We will require additional capital to meet our long-term operating requirements.
We have not yet made the $0.4 million interest payments on the Notes held by
Arena Partners LC that were due on April 1, 2022 and July 1, 2022, and as a
result, under the Note terms, the interest rate is 20.0% per annum. We are
currently in discussions with Arena Capital LP, on a plan of forbearance;
however, there is no assurance that we will be successful in completion of a
plan, which may disrupt our operations and result in a restructuring of
obligations.
We expect to raise additional capital through the sale of equity and/or debt
securities; however, there is no assurance that we will be successful at raising
additional capital in the future. If our plans are not achieved and/or if
significant unanticipated events occur, we may have to further modify our
business plan, which may require us to raise additional capital. As of March 31,
2022, our principal source of liquidity was our cash, which totaled $206,399.
Historically, our principal sources of cash have included proceeds from the sale
of common stock and preferred stock and related party loans. Our principal uses
of cash have included cash used in operations, to make acquisitions and to pay
interest on our Notes. We expect that the principal uses of cash in the future
will be for continuing operations associated with rolling out the business plan
and for interest payments.
Net Cash Used in Operating Activities
We used cash of $562,799 in operating activities during three months ended March
31, 2022 compared to cash used of $1,136,599 in operating activities during the
previous year's three-month period. The increase was primarily the result of
increase in expenses associated with the build out and roll out of our business
plan.
Net Cash Used in Investing Activities
We used cash of $96,458 in investing activities during the three months ended
March 31, 2022 compared to cash used of $0 in investing activities during the
previous year's three-month period. The increase was the result of enhancements
to our website and funds advanced to Top Dog Productions Inc. associated with
our agreement to acquire them.
Net Cash Provided (Used in) by Financing Activities
Net cash flows provided by financing activities of $810,000 for the three months
ended March 31, 2022 were from the proceeds of subordinated notes payable and
Warrants that we sold to investors, compared to $15,540,000 of cash provided by
financing activities during the previous fiscal year that we generated from the
Arena financing in February 2021.
Form 10-Q - Q1 Madison Technologies Inc. Page 31
Off-balance Sheet Arrangements
We have no off-balance sheet arrangements including arrangements that would
affect its liquidity, capital resources, market risk support and credit risk
support or other benefits.
Going Concern
The independent auditors' reports accompanying our December 31, 2021 and 2020
financial statements contain an explanatory paragraph expressing substantial
doubt about our ability to continue as a going concern. The financial statements
have been prepared assuming that we will continue as a going concern, which
contemplates that we will realize our assets and satisfy our liabilities and
commitments in the ordinary course of business.
Future Financings
Management anticipates continuing to rely on equity sales of our Common Stock in
order to continue to fund our business operations. Issuances of additional
Common Stock will result in dilution to our existing stockholders. There is no
assurance that we will achieve any additional sales of our Common Stock or
arrange for debt or other financing to fund our planned activities.

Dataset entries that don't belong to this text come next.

PR #5728, opened 2021-07-07
BUG: Fix the check for 3D while tool logic is 2D in levelTracing tool

sedghi:
LevelTracing is implemented in 2D and should work on the first and last slicer; however, there is a check that doesn't allow this for when only one slice is available (drag and drop of one dicom file)

For context see: https://discourse.slicer.org/t/level-tracing-on-a-single-slice-from-a-3d-volume/16693/4

### DIFF
--- a/Modules/Loadable/Segmentations/EditorEffects/Python/SegmentEditorLevelTracingEffect.py
+++ b/Modules/Loadable/Segmentations/EditorEffects/Python/SegmentEditorLevelTracingEffect.py
@@ -163,11 +163,6 @@ class LevelTracingPipeline:
     ijk = self.effect.xyToIjk(xy, self.sliceWidget, masterImageData, parentTransformNode)
     dimensions = masterImageData.GetDimensions()
 
-    for index in range(3):
-      # TracingFilter crashes if it receives a seed point at the edge of the image,
-      # so only accept the point if it is inside the image and is at least one pixel away from the edge
-      if ijk[index] < 1 or ijk[index] >= dimensions[index]-1:
-        return
     self.tracingFilter.SetInputData(masterImageData)
     self.tracingFilter.SetSeed(ijk)
 
--- a/Libs/vtkITK/itkLevelTracingImageFilter.txx
+++ b/Libs/vtkITK/itkLevelTracingImageFilter.txx
@@ -338,11 +338,14 @@ LevelTracingImageFilter<TInputImage,TOutputImage>
     offsetY = neighbors[zeroIndex][1];
     pixTemp[0] = pix[0] + offsetX;
     pixTemp[1] = pix[1] + offsetY;
-    val = inputImage->GetPixel(pixTemp);
-    if(val < threshold)
+    if(region.IsInside(pixTemp))
       {
-      found = true;
-      break;
+      val = inputImage->GetPixel(pixTemp);
+      if(val < threshold)
+        {
+        found = true;
+        break;
+        }
       }
     }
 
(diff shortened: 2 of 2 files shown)


Modules/Loadable/Segmentations/EditorEffects/Python/SegmentEditorLevelTracingEffect.py
```diff
@@ -163,11 +163,14 @@ def preview(self,xy):
...
+    # LevelTracing implementation is 2D, the next set of lines should be uncommented when
+    # 3D LevelTracing is implemented 
+    
+    # for index in range(3):
       # TracingFilter crashes if it receives a seed point at the edge of the image,
       # so only accept the point if it is inside the image and is at least one pixel away from the edge
-      if ijk[index] < 1 or ijk[index] >= dimensions[index]-1:
-        return
+      # if ijk[index] < 1 or ijk[index] >= dimensions[index]-1:
+        # return
```
pieper, line 173: I guess you confirmed it doesn't crash in this case?  Can you update the comment and remove the dead code?

pieper (changes requested):

Modules/Loadable/Segmentations/EditorEffects/Python/SegmentEditorLevelTracingEffect.py
lassoan: The check can only be removed along the slice normal axis, but the check must remain along the two other axes. Unless you find evidence that the crash is fixed (there is a relevant code change and your own tests confirm that you can click on boundary pixels and there is no crash).

sedghi: This is not built and tested, I might have misunderstood @lassoan in the discourse forum. I thought commenting these lines would be the solution and everyone will be happy

sedghi: I will build and test now

lassoan: Thanks for working on this @sedghi.

The test is needed in the slice plane (unless you prove otherwise), but not outside the slice plane.

No need to build, you can just change the .py file and restart Slicer.

lassoan: I've checked what I wrote in my commend on discourse. I meant that you can simply remove the check *on your own computer* - because you know that you must not click at boundary voxels. But in Slicer core this workaround is not good enough because users will not know that they will make the application crash by clicking at boundary voxels.

sedghi:
@lassoan @pieper 

I tested the build with the check commented out and the video is available below. It seems to be running without any error

The data used for rendering is not PHI, it is from tcia-mamo public dataset and [idc](https://viewer.imaging.datacommons.cancer.gov/viewer/1.2.826.0.1.3680043.8.498.29634459996408214234588479670784657165)

https://user-images.githubusercontent.com/7490180/125015762-2186ab00-e03e-11eb-8c71-8998bc44563d.mp4

Modules/Loadable/Segmentations/EditorEffects/Python/SegmentEditorLevelTracingEffect.py
```diff
@@ -163,11 +163,9 @@ def preview(self,xy):
     ijk = self.effect.xyToIjk(xy, self.sliceWidget, masterImageData, parentTransformNode)
     dimensions = masterImageData.GetDimensions()
 
-    for index in range(3):
-      # TracingFilter crashes if it receives a seed point at the edge of the image,
-      # so only accept the point if it is inside the image and is at least one pixel away from the edge
-      if ijk[index] < 1 or ijk[index] >= dimensions[index]-1:
-        return
+    # Current LevelTracing implementation is 2D. In case of 3D implementation in future,
```
lassoan, line 166: I've tested this and without the check the filter makes the application crash (using CTChest sample data set, red slice view, when I move the mouse at the anterior boundary of the image near the). However, it does not seem to be hard to add a check in the filter to prevent the crash. I'll have a look.

lassoan:
I've added bounds check inside the level trace filter. Now there is no need to check the seed position in the Segment Editor effect.

Modules/Loadable/Segmentations/EditorEffects/Python/SegmentEditorLevelTracingEffect.py
sedghi: It is weird, I tried on many cases and it didn't crash. Thanks for looking deep into the check and having this merged

PR #5735, opened 2021-07-10
BUG: Show error popup if loading via command-line has failed

lassoan:
When "Open with..." function was used on macOS (or the filename was specified as a command-line argument), then the application did not report any loading errors.


pieper (approved):
LGTM 👍

PR #6730, opened 2022-12-11
DOC: Improve error message for commit check

pieper:
See:
https://github.com/Slicer/Slicer/pull/6729
and
https://github.com/Slicer/Slicer/issues/6692

### DIFF
--- a/.github/workflows/commit-message.yml
+++ b/.github/workflows/commit-message.yml
@@ -22,7 +22,7 @@ jobs:
           flags: 'gm'
           excludeDescription: 'true' # optional: this excludes the description body of a pull request
           excludeTitle: 'true' # optional: this excludes the title of a pull request
-          error: 'The first line has to start with the type (e.g "ENH: Add support for awesome feature"). For more details, see https://slicer.readthedocs.io/en/latest/developer_guide/style_guide.html#commits'
+          error: 'The first line has to start with a commit prefix, followed by a colon and space, and then followed by a message with a capital letter (e.g "ENH: Add support for awesome feature"). For more details on other requirements, see https://slicer.readthedocs.io/en/latest/developer_guide/style_guide.html#commits'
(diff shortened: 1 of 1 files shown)


.github/workflows/commit-message.yml
```diff
@@ -22,7 +22,7 @@ jobs:
           flags: 'gm'
           excludeDescription: 'true' # optional: this excludes the description body of a pull request
           excludeTitle: 'true' # optional: this excludes the title of a pull request
-          error: 'The first line has to start with the type (e.g "ENH: Add support for awesome feature"). For more details, see https://slicer.readthedocs.io/en/latest/developer_guide/style_guide.html#commits'
+          error: 'The first line has to start with the type followed by a message with a capital letter (e.g "ENH: Add support for awesome feature"). For more details on other requirements, see https://slicer.readthedocs.io/en/latest/developer_guide/style_guide.html#commits'
```
jamesobutler, line 25: Let’s be a little more specific about what “the type” is referring to. I can see others not knowing this is referring to a commit prefix and that there is also a colon and space needed. A regex can be at times confusing to read. 
```suggestion
          error: 'The first line has to start with a commit prefix, followed by a colon and space, and then followed by a message with a capital letter (e.g "ENH: Add support for awesome feature"). For more details on other requirements, see https://slicer.readthedocs.io/en/latest/developer_guide/style_guide.html#commits'
```

jamesobutler: Note that I don’t know if it’s clearly understood that the colon or space is included in the commit message prefix. So I wrote it as though the prefix is simply the “ENH” part

pieper:
Your suggestion is a nice improvement thanks 👍 

It also exposed another odd boundary case.  The automated acceptance of your suggestion generated a non-conforming commit, but since it will go away with the squash it really doesn't matter.  I guess we just ignore it.

jcfr (dismissed):

PR #6731, opened 2022-12-12
BUG: Fix sample data set labels not appearing on large desktop monitors

lassoan:
Fixes the issue of clipped labels in Sample Data module by using the default icon size as a basis, which is more robust than computing it relative to window size.

Before the fix:

image

After the fix:

image

Tested on both large desktop and small laptop screens.

### DIFF
--- a/Modules/Scripted/SampleData/SampleData.py
+++ b/Modules/Scripted/SampleData/SampleData.py
@@ -300,7 +300,11 @@ class SampleDataWidget(ScriptedLoadableModuleWidget):
         iconPath = os.path.join(os.path.dirname(__file__).replace('\\', '/'), 'Resources', 'Icons')
         mainWindow = slicer.util.mainWindow()
         if mainWindow:
-            iconSize = qt.QSize(int(mainWindow.width / 8), int(mainWindow.height / 6))
+            # Set thumbnail size from default icon size. This results in toolbutton size that makes
+            # two columns of buttons fit into the size of the Welcome module's minimum width
+            # on screens with a various resolution and scaling (see qt.QDesktopWidget().size,
+            # desktop.devicePixelRatioF(), qt.QDesktopWidget().physicalDpiX())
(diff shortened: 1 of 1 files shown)


Modules/Scripted/SampleData/SampleData.py
```diff
@@ -300,7 +300,11 @@ def setCategoriesFromSampleDataSources(categoryLayout, dataSources, logic):
         iconPath = os.path.join(os.path.dirname(__file__).replace('\\', '/'), 'Resources', 'Icons')
         mainWindow = slicer.util.mainWindow()
         if mainWindow:
-            iconSize = qt.QSize(int(mainWindow.width / 8), int(mainWindow.height / 6))
+            # Set thumbnail size from default icon size. This results in toolbutton size that makes
+            # two columns of buttons fit into the size of the Welcome module's minimum width
+            # on screens with a various resolution and scaling (see qt.QDesktopWidget().size,
+            # desktop.devicePixelRatioF(), qt.QDesktopWidget().physicalDpiX())
+            iconSize = qt.QSize(int(mainWindow.iconSize.width() * 6), int(mainWindow.iconSize.height() * 4))
```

Material Commitments for Capital Expenditures
We had no contingencies or long-term commitments at March 31, 2022.
Tabular Disclosure of Contractual Obligations
We are a smaller reporting company as defined by Rule 12b-2 of the Exchange Act
and is not required to provide the information required under this item.
Critical Accounting Policies
We follow certain significant accounting policies when preparing our
consolidated financial statements. A complete summary of these policies is
included in Note 1 of Notes to Consolidated Financial Statements. Certain of the
policies require management to make significant and subjective estimates or
assumptions that may deviate from actual results. In particular, management
makes estimates regarding the useful life of long-lived assets related to
depreciation and amortization expense, estimates regarding fair value of our
reporting units and future cash flows with respect to assessing potential
impairment of both long-lived assets and goodwill and estimates of expense
related to our debt and equity instruments. Each of these estimates is discussed
in greater detail in the following discussion.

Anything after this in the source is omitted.